Logo Polskiego Radia
POSŁUCHAJ
Trójka
Agnieszka Kamińska 17.05.2012

Rosjanie w Bristolu: "nieszczęśliwy wybór"

Szef Biura Bezpieczeństwa Narodowego Stanisław Koziej mówi, że nie widać na razie zagrożeń przed Euro 2012. Tylko Rosjanie źle wybrali hotel.
Stanisław KoziejStanisław Koziejfot. PRSA

Szef BBN Stanisław Koziej zapewniał w Trójce, że służby są przygotowane. Czy kwestia ataku terrorystycznego była brana pod uwagę? Gość "Trójki” mówi, że to nie jest pierwszorzędne zagrożenie, ale jest to brane w ramach contingency planning, planowania ewentualnościowego. Dodał, że gdyby na przykład trafiła się powódź, to może spowodować problemy.
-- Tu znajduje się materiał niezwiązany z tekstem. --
PR #15908, opened 2024-10-14
Fix `clippy::needless_lifetimes` for `bevy_ecs` and `bevy_reflect` crates

clarfonthey:
Part "3" for #15906. This fixes `clippy::needless_lifetimes` for `bevy_reflect` and `bevy_ecs`, since those triggered the lint often.

I say "3" in quotes because all the lint fixes can be merged separately, and don't depend on each other. Although all of them are required to truly make `ci lints` pass without errors.


clarfonthey:
Actually, gonna close and split this up further. It's bigger than I thought.

PR #15913, opened 2024-10-14
[Adopted] Add a method for asynchronously waiting for an asset to load

bushrat011899:
# Objective

Currently, is is very painful to wait for an asset to load from the context of an `async` task. While bevy's `AssetServer` is asynchronous at its core, the public API is mainly focused on being used from synchronous contexts such as bevy systems. Currently, the best way of waiting for an asset handle to finish loading is to have a system that runs every frame, and either listens for `AssetEvents` or manually polls the asset server. While this is an acceptable interface for bevy systems, it is extremely awkward to do this in a way that integrates well with the `async` task system. At my work we had to create our own (inefficient) abstraction that encapsulated the boilerplate of checking an asset's load status and waking up a task when it's done.

## Solution

Add the method `AssetServer::wait_for_asset`, which returns a future that suspends until the asset associated with a given `Handle` either finishes loading or fails to load.

## Testing

- CI

## Notes

This is an adoption of #14431, the above description is directly from that original PR.


crates/bevy_asset/src/server/mod.rs
```diff
@@ -433,7 +433,10 @@ impl AssetServer {
         });
 
         #[cfg(not(any(target_arch = "wasm32", not(feature = "multi_threaded"))))]
-        infos.pending_tasks.insert(handle.id(), task);
+        {
+            let mut infos = infos;
+            infos.pending_tasks.insert(handle.id(), task);
+        }
```
bushrat011899, line 439: This is unrelated to the PR. I added this to suppress a Clippy warning around unused `mut`.

crates/bevy_asset/src/server/mod.rs
```diff
@@ -1336,6 +1339,110 @@ impl AssetServer {
...
+                                | (LoadState::Loaded, RecursiveDependencyLoadState::NotLoaded)
+                        );
+                        if !is_loading {
+                            cx.waker().wake_by_ref();
+                        } else {
+                            // Leave our waker behind
+                            info.waiting_tasks.push(cx.waker().clone());
+                        }
+                    }
+                    Poll::Pending
```
andriyDev, line 1434: Can we make `if !has_waker` a guard clause instead? As in `if has_waker { return Poll::Pending; } ... the unnested body`.

andriyDev (approved):

crates/bevy_asset/src/server/mod.rs
bushrat011899: I've done that _and_ moved the `poll_fn` into its own function to further reduce the indentation level.

MiniaczQ (approved):

PR #15914, opened 2024-10-14
screenshot comparison: fix upload for macOS... again

mockersf:
# Objective

- Used the wrong variable to set metadata
- new fixes after https://github.com/bevyengine/bevy/pull/15911

## Solution

- Use the right one
- Also keep a reference to the original PR when there's one


alice-i-cecile (approved):
Debugging CI is fun :)

PR #15916, opened 2024-10-15
Deny Rust 2018 idioms

BenjaminBrienen:
# Objective

Prepare for when this is deny by default

## Solution

Add `rust_2018_idioms = "deny"` to `[workspace.lints.rust]`
Add elided lifetime parameters
Remove unused extern crate declarations

## Testing

CI


alice-i-cecile:
The elided lifetime change is *really* bad for Bevy. We need to allow this when it's ready. I'll talk to the Rust team...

Problemem innego rodzaju jest fakt, że reprezentacja Rosji będzie mieszkać w hotelu Bristol, w okolicach którego regularnie dochodzi do zgromadzeń (na przykład dotyczących sprawy smoleńskiej). - Niezbyt szczęśliwie wybrano miejsce pobytu reprezentacji rosyjskiej – ocenił Koziej. Dodał, że Rosjanie, którzy wynajmowali hotel, zapewne nie wszystko wzięli pod uwagę.

Szef MSW Jacek Cichocki powiedział w środę, że Rosja zdaje sobie sprawę z zagrożenia i zaproponowano jej pewne rozwiązania. Jakie? – To pewnie musi pozostać tajemnicą – mówił Koziej. Dodał, że Rosjanie muszą mieć świadomość ryzyka i uwzględniać je w swoich planach. Szczegółów operacyjnych nie będzie ujawniać.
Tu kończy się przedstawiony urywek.